= AIM OF THE EXERCISE =
Once you have read the records, output them exactly.

= DATASET EXCERPTS =
PR #319, opened 2018-05-10
Remove clean from compile

acecilia:
In this PR:
* Make the build target run in serie: when using `-j2`, there were cases were the version file was being cleaned after the build, and not before. NOTE: compilation is still done in paralell, which is what gives the speed improvements.
* Avoid cleaning the version when compiling. From the readme:
```
compile    : Compile cflie.hex. WARNING: Do NOT update version.c
build      : Update version.c and compile cflie.elf/hex
```
* Remove unnecesary dependencies between the `compile` target and the `print_version` and `size` targets.

### DIFF
--- a/Makefile
+++ b/Makefile
@@ -323,6 +323,7 @@ endif
 
 all: check_submodules build
 build: 
+	# Each target is in a different line, so they are executed one after the other even when the processor has multiple cores (when the -j option for the make command is > 1). See: https://www.gnu.org/software/make/manual/html_node/Parallel.html
 	@$(MAKE) clean_version
 	@$(MAKE) compile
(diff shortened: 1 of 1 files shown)


acecilia:
Also, at them moment, when the `version.c` file is cleared:
* Expectations: if the newly created `version.c` is the same as the old `version.c`, the compiler should finish without regenerating `version.o`
* Reality: even when the newly created `version.c` is the same as the old `version.c`, the compiler regenerates `version.o`. This is not much time (1 second approx), but still is a waste if you consider all the number of builds that can be done while working on the code.

Are the expectations correct, or am I missing something?
In case they are correct, I could not find the way to fix it :(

= OUTPUT OF THE TASK =
PR #319, opened 2018-05-10
Remove clean from compile

acecilia:
In this PR:
* Make the build target run in serie: when using `-j2`, there were cases were the version file was being cleaned after the build, and not before. NOTE: compilation is still done in paralell, which is what gives the speed improvements.
* Avoid cleaning the version when compiling. From the readme:
```
compile    : Compile cflie.hex. WARNING: Do NOT update version.c
build      : Update version.c and compile cflie.elf/hex
```
* Remove unnecesary dependencies between the `compile` target and the `print_version` and `size` targets.

### DIFF
--- a/Makefile
+++ b/Makefile
@@ -323,6 +323,7 @@ endif
 
 all: check_submodules build
 build: 
+	# Each target is in a different line, so they are executed one after the other even when the processor has multiple cores (when the -j option for the make command is > 1). See: https://www.gnu.org/software/make/manual/html_node/Parallel.html
 	@$(MAKE) clean_version
 	@$(MAKE) compile
(diff shortened: 1 of 1 files shown)


acecilia:
Also, at them moment, when the `version.c` file is cleared:
* Expectations: if the newly created `version.c` is the same as the old `version.c`, the compiler should finish without regenerating `version.o`
* Reality: even when the newly created `version.c` is the same as the old `version.c`, the compiler regenerates `version.o`. This is not much time (1 second approx), but still is a waste if you consider all the number of builds that can be done while working on the code.

Are the expectations correct, or am I missing something?
In case they are correct, I could not find the way to fix it :(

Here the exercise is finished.